[Stored data entries]
+ + + +

PR #3626, opened 2022-05-13
Fix build on new-world LoongArch

xen0n:
This is fix for https://bugs.gentoo.org/844013. The LoongArch port is tested only on old-world systems, and fails to build on new-world distros such as Gentoo.

I can successfully build and test OpenBLAS with the changes applied:

```

  OS               ... Linux             
  Architecture     ... loongarch64               
  BINARY           ... 64bit                 
  C compiler       ... GCC  (cmd & version : cc (Gentoo 12.1.0 p5) 12.1.0)
  Fortran compiler ... GFORTRAN  (cmd & version : GNU Fortran (Gentoo 12.1.0 p5) 12.1.0)
  Library Name     ... libopenblas_loongson3r5p-r0.3.20.a (Multi-threading; Max num-threads is 4)
```

@gxw-loongson: Please test on the old world to make sure I don't regress your usecase.

### DIFF
--- a/c_check
+++ b/c_check
@@ -112,7 +112,7 @@ case "$architecture" in
     	defined=1
     	;;
     arm|arm64) defined=1 ;;
-    zarch|e2k|alpha|ia64|riscv64|loonarch64)
+    zarch|e2k|alpha|ia64|riscv64|loongarch64)
     	defined=1
     	BINARY=64
     	;;
@@ -240,6 +240,29 @@ if [ "$architecture" = "riscv64" ]; then
     rm -rf "$tmpd"
 fi
 
+no_lasx=0
+if [ "$architecture" = "loongarch64" ]; then
+    tmpd=`mktemp -d`
+    tmpf="$tmpd/a.c"
+    # Old-world assembly flavor: LASX registers named "$xrNN", different
+    # from the ISA manual which suggests "$xNN". This is the flavor we
+    # currently support.
+    #
+    # As the LASX ISA manual is not out yet, we cannot predict what the
+    # new-world flavor would look like, so do not probe flavor for now.
+    # The compiler flags are also unsuitable for new-world gcc.
+    code='"xvld $xr0, $a0, 0\n"'
+    printf "int main(void){ __asm__ volatile(%s); }\n" "$code" >> "$tmpf"
+    args=" -march=loongarch64 -mabi=lp64 -mlasx -c -o $tmpf.o $tmpf"
+    no_lasx=0
+    {
+        $compiler_name $flags $args >/dev/null 2>&1
+    } || {
+        no_lasx=1
+    }
+    rm -rf "$tmpd"
+fi
+
 c11_atomics=0
 case "$data" in
     *HAVE_C11*)
@@ -350,6 +373,7 @@ done
 
  [ "$makefile" = "-" ] && {
     [ "$no_rv64gv" -eq 1 ] && printf "NO_RV64GV=1\n"
+    [ "$no_lasx" -eq 1 ] && printf "NO_LASX=1\n"
     [ "$no_avx512" -eq 1 ] && printf "NO_AVX512=1\n"
     [ "$no_avx2" -eq 1 ] && printf "NO_AVX2=1\n"
     [ "$oldgcc" -eq 1 ] && printf "OLDGCC=1\n"
@@ -380,6 +404,7 @@ done
         printf "MSA_FLAGS=%s\n" "$msa_flags"
     }
     [ "$no_rv64gv" -eq 1 ] && printf "NO_RV64GV=1\n"
+    [ "$no_lasx" -eq 1 ] && printf "NO_LASX=1\n"
     [ "$no_avx512" -eq 1 ] && printf "NO_AVX512=1\n"
     [ "$no_avx2" -eq 1 ] && printf "NO_AVX2=1\n"
     [ "$oldgcc" -eq 1 ] && printf "OLDGCC=1\n"
--- a/c_check
+++ b/c_check
@@ -240,8 +240,19 @@ if [ "$architecture" = "riscv64" ]; then
     rm -rf "$tmpd"
 fi
 
+loongarch_cc_flavor=""
 no_lasx=0
 if [ "$architecture" = "loongarch64" ]; then
+    # Currently there are only 2 flavors: new-world and old-world.
+    # They differ in ABI names accepted, so check it to avoid creating temp
+    # files.
+    loongarch_cc_flavor="NEW"
+    {
+        $compiler_name -mabi=lp64d -E -o - /dev/null >/dev/null 2>&1
+    } || {
+        loongarch_cc_flavor="OLD"
+    }
+
     tmpd=`mktemp -d`
     tmpf="$tmpd/a.c"
     # Old-world assembly flavor: LASX registers named "$xrNN", different
@@ -260,6 +271,7 @@ if [ "$architecture" = "loongarch64" ]; then
     } || {
         no_lasx=1
     }
+
     rm -rf "$tmpd"
 fi
 
@@ -377,6 +389,7 @@ done
     [ "$no_avx512" -eq 1 ] && printf "NO_AVX512=1\n"
     [ "$no_avx2" -eq 1 ] && printf "NO_AVX2=1\n"
     [ "$oldgcc" -eq 1 ] && printf "OLDGCC=1\n"
+    [ -n "$loongarch_cc_flavor" ] && printf "LOONGARCH_CC_FLAVOR=%s\n" "$loongarch_cc_flavor"
     exit 0
 }
 
@@ -408,6 +421,7 @@ done
     [ "$no_avx512" -eq 1 ] && printf "NO_AVX512=1\n"
     [ "$no_avx2" -eq 1 ] && printf "NO_AVX2=1\n"
     [ "$oldgcc" -eq 1 ] && printf "OLDGCC=1\n"
+    [ -n "$loongarch_cc_flavor" ] && printf "LOONGARCH_CC_FLAVOR=%s\n" "$loongarch_cc_flavor"
 } >> "$makefile"
 
 os=`echo "$os" | tr '[[:lower:]]' '[[:upper:]]'/ `
--- a/kernel/loongarch64/KERNEL.LOONGSON3R5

+ + + +

The data is to be given again in full, with every line exact.

PR #3626, opened 2022-05-13
Fix build on new-world LoongArch

xen0n:
This is fix for https://bugs.gentoo.org/844013. The LoongArch port is tested only on old-world systems, and fails to build on new-world distros such as Gentoo.

I can successfully build and test OpenBLAS with the changes applied:

```

  OS               ... Linux             
  Architecture     ... loongarch64               
  BINARY           ... 64bit                 
  C compiler       ... GCC  (cmd & version : cc (Gentoo 12.1.0 p5) 12.1.0)
  Fortran compiler ... GFORTRAN  (cmd & version : GNU Fortran (Gentoo 12.1.0 p5) 12.1.0)
  Library Name     ... libopenblas_loongson3r5p-r0.3.20.a (Multi-threading; Max num-threads is 4)
```

@gxw-loongson: Please test on the old world to make sure I don't regress your usecase.

### DIFF
--- a/c_check
+++ b/c_check
@@ -112,7 +112,7 @@ case "$architecture" in
     	defined=1
     	;;
     arm|arm64) defined=1 ;;
-    zarch|e2k|alpha|ia64|riscv64|loonarch64)
+    zarch|e2k|alpha|ia64|riscv64|loongarch64)
     	defined=1
     	BINARY=64
     	;;
@@ -240,6 +240,29 @@ if [ "$architecture" = "riscv64" ]; then
     rm -rf "$tmpd"
 fi
 
+no_lasx=0
+if [ "$architecture" = "loongarch64" ]; then
+    tmpd=`mktemp -d`
+    tmpf="$tmpd/a.c"
+    # Old-world assembly flavor: LASX registers named "$xrNN", different
+    # from the ISA manual which suggests "$xNN". This is the flavor we
+    # currently support.
+    #
+    # As the LASX ISA manual is not out yet, we cannot predict what the
+    # new-world flavor would look like, so do not probe flavor for now.
+    # The compiler flags are also unsuitable for new-world gcc.
+    code='"xvld $xr0, $a0, 0\n"'
+    printf "int main(void){ __asm__ volatile(%s); }\n" "$code" >> "$tmpf"
+    args=" -march=loongarch64 -mabi=lp64 -mlasx -c -o $tmpf.o $tmpf"
+    no_lasx=0
+    {
+        $compiler_name $flags $args >/dev/null 2>&1
+    } || {
+        no_lasx=1
+    }
+    rm -rf "$tmpd"
+fi
+
 c11_atomics=0
 case "$data" in
     *HAVE_C11*)
@@ -350,6 +373,7 @@ done
 
  [ "$makefile" = "-" ] && {
     [ "$no_rv64gv" -eq 1 ] && printf "NO_RV64GV=1\n"
+    [ "$no_lasx" -eq 1 ] && printf "NO_LASX=1\n"
     [ "$no_avx512" -eq 1 ] && printf "NO_AVX512=1\n"
     [ "$no_avx2" -eq 1 ] && printf "NO_AVX2=1\n"
     [ "$oldgcc" -eq 1 ] && printf "OLDGCC=1\n"
@@ -380,6 +404,7 @@ done
         printf "MSA_FLAGS=%s\n" "$msa_flags"
     }
     [ "$no_rv64gv" -eq 1 ] && printf "NO_RV64GV=1\n"
+    [ "$no_lasx" -eq 1 ] && printf "NO_LASX=1\n"
     [ "$no_avx512" -eq 1 ] && printf "NO_AVX512=1\n"
     [ "$no_avx2" -eq 1 ] && printf "NO_AVX2=1\n"
     [ "$oldgcc" -eq 1 ] && printf "OLDGCC=1\n"
--- a/c_check
+++ b/c_check
@@ -240,8 +240,19 @@ if [ "$architecture" = "riscv64" ]; then
     rm -rf "$tmpd"
 fi
 
+loongarch_cc_flavor=""
 no_lasx=0
 if [ "$architecture" = "loongarch64" ]; then
+    # Currently there are only 2 flavors: new-world and old-world.
+    # They differ in ABI names accepted, so check it to avoid creating temp
+    # files.
+    loongarch_cc_flavor="NEW"
+    {
+        $compiler_name -mabi=lp64d -E -o - /dev/null >/dev/null 2>&1
+    } || {
+        loongarch_cc_flavor="OLD"
+    }
+
     tmpd=`mktemp -d`
     tmpf="$tmpd/a.c"
     # Old-world assembly flavor: LASX registers named "$xrNN", different
@@ -260,6 +271,7 @@ if [ "$architecture" = "loongarch64" ]; then
     } || {
         no_lasx=1
     }
+
     rm -rf "$tmpd"
 fi
 
@@ -377,6 +389,7 @@ done
     [ "$no_avx512" -eq 1 ] && printf "NO_AVX512=1\n"
     [ "$no_avx2" -eq 1 ] && printf "NO_AVX2=1\n"
     [ "$oldgcc" -eq 1 ] && printf "OLDGCC=1\n"
+    [ -n "$loongarch_cc_flavor" ] && printf "LOONGARCH_CC_FLAVOR=%s\n" "$loongarch_cc_flavor"
     exit 0
 }
 
@@ -408,6 +421,7 @@ done
     [ "$no_avx512" -eq 1 ] && printf "NO_AVX512=1\n"
     [ "$no_avx2" -eq 1 ] && printf "NO_AVX2=1\n"
     [ "$oldgcc" -eq 1 ] && printf "OLDGCC=1\n"
+    [ -n "$loongarch_cc_flavor" ] && printf "LOONGARCH_CC_FLAVOR=%s\n" "$loongarch_cc_flavor"
 } >> "$makefile"
 
 os=`echo "$os" | tr '[[:lower:]]' '[[:upper:]]'/ `
--- a/kernel/loongarch64/KERNEL.LOONGSON3R5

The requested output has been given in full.